## TASK TO CARRY OUT
From the first line to the last, copy the data exactly.

### EXERCISE MATERIAL

PR #579, opened 2016-10-31
nova: Install openstack-nova-consoleauth for suse/rhel

toabctl:
The service is always started some lines later for suse/rhel
so install the packages before using the service.


chef/cookbooks/nova/recipes/vncproxy.rb
```diff
@@ -27,11 +27,12 @@
   end
 end
 
+package "openstack-nova-consoleauth" if %w(rhel suse).include?(node[:platform_family])
```
toabctl: It's consistent with the rest of the code so I'll ignore hound here.

PR #2296, opened 2019-10-23
Fix the migration that tried to access Array as a Hash

jsuchome:
Commit that introduces the problem: cb5347d6a47565c2ef1aebf10ef80d980114e046

This tries to fix the problem introduced with https://github.com/crowbar/crowbar-openstack/pull/2218

~However it's  possibly not good enough as it only checks first entry in the list...~


jsuchome:
I did not test it yet, neither in SOC9 setup nor in upgrade. Force push is just when I found better solution than the preliminary one I had before.

nicolasbock:
Would be so nice to have unit tests in Chef :smile:

jsuchome:
OK, so basic test works: with the patch applied, migration does not produce any errors. And the new keys are present in `neutron-config-default` role. Is that enough?

PR #2297, opened 2019-10-25
designate: move keystone resource lookup to convergence (SOC-10887)

guangyee:
To avoid weird problems such as race conditions due to
changing Keystone endpoint protocols, admin password, etc.

### DIFF
--- a/chef/cookbooks/designate/recipes/common.rb
+++ b/chef/cookbooks/designate/recipes/common.rb
@@ -36,21 +36,23 @@ api_protocol = node[:designate][:api][:protocol]
 
 resource_project_id = ""
 keystone_settings = KeystoneHelper.keystone_settings(node, :designate)
-env = {
-  "OS_USERNAME" => keystone_settings["admin_user"],
-  "OS_PASSWORD" => keystone_settings["admin_password"],
-  "OS_PROJECT_NAME" => keystone_settings["admin_tenant"],
-  "OS_AUTH_URL" => keystone_settings["internal_auth_url"],
-  "OS_IDENTITY_API_VERSION" => "3"
-}
 
 if node["roles"].include?("designate-server")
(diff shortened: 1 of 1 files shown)


chef/cookbooks/designate/recipes/common.rb
```diff
@@ -36,21 +36,23 @@
 
 resource_project_id = ""
 keystone_settings = KeystoneHelper.keystone_settings(node, :designate)
-env = {
```
stefannica: This is just to confirm something I had some doubts about earlier: it wasn't also necessary to also move this variable into the ruby block, running the openstack command there is enough.

stefannica:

######

## TASK RESULT
PR #579, opened 2016-10-31
nova: Install openstack-nova-consoleauth for suse/rhel

toabctl:
The service is always started some lines later for suse/rhel
so install the packages before using the service.


chef/cookbooks/nova/recipes/vncproxy.rb
```diff
@@ -27,11 +27,12 @@
   end
 end
 
+package "openstack-nova-consoleauth" if %w(rhel suse).include?(node[:platform_family])
```
toabctl: It's consistent with the rest of the code so I'll ignore hound here.

PR #2296, opened 2019-10-23
Fix the migration that tried to access Array as a Hash

jsuchome:
Commit that introduces the problem: cb5347d6a47565c2ef1aebf10ef80d980114e046

This tries to fix the problem introduced with https://github.com/crowbar/crowbar-openstack/pull/2218

~However it's  possibly not good enough as it only checks first entry in the list...~


jsuchome:
I did not test it yet, neither in SOC9 setup nor in upgrade. Force push is just when I found better solution than the preliminary one I had before.

nicolasbock:
Would be so nice to have unit tests in Chef :smile:

jsuchome:
OK, so basic test works: with the patch applied, migration does not produce any errors. And the new keys are present in `neutron-config-default` role. Is that enough?

PR #2297, opened 2019-10-25
designate: move keystone resource lookup to convergence (SOC-10887)

guangyee:
To avoid weird problems such as race conditions due to
changing Keystone endpoint protocols, admin password, etc.

### DIFF
--- a/chef/cookbooks/designate/recipes/common.rb
+++ b/chef/cookbooks/designate/recipes/common.rb
@@ -36,21 +36,23 @@ api_protocol = node[:designate][:api][:protocol]
 
 resource_project_id = ""
 keystone_settings = KeystoneHelper.keystone_settings(node, :designate)
-env = {
-  "OS_USERNAME" => keystone_settings["admin_user"],
-  "OS_PASSWORD" => keystone_settings["admin_password"],
-  "OS_PROJECT_NAME" => keystone_settings["admin_tenant"],
-  "OS_AUTH_URL" => keystone_settings["internal_auth_url"],
-  "OS_IDENTITY_API_VERSION" => "3"
-}
 
 if node["roles"].include?("designate-server")
(diff shortened: 1 of 1 files shown)


chef/cookbooks/designate/recipes/common.rb
```diff
@@ -36,21 +36,23 @@
 
 resource_project_id = ""
 keystone_settings = KeystoneHelper.keystone_settings(node, :designate)
-env = {
```
stefannica: This is just to confirm something I had some doubts about earlier: it wasn't also necessary to also move this variable into the ruby block, running the openstack command there is enough.

stefannica:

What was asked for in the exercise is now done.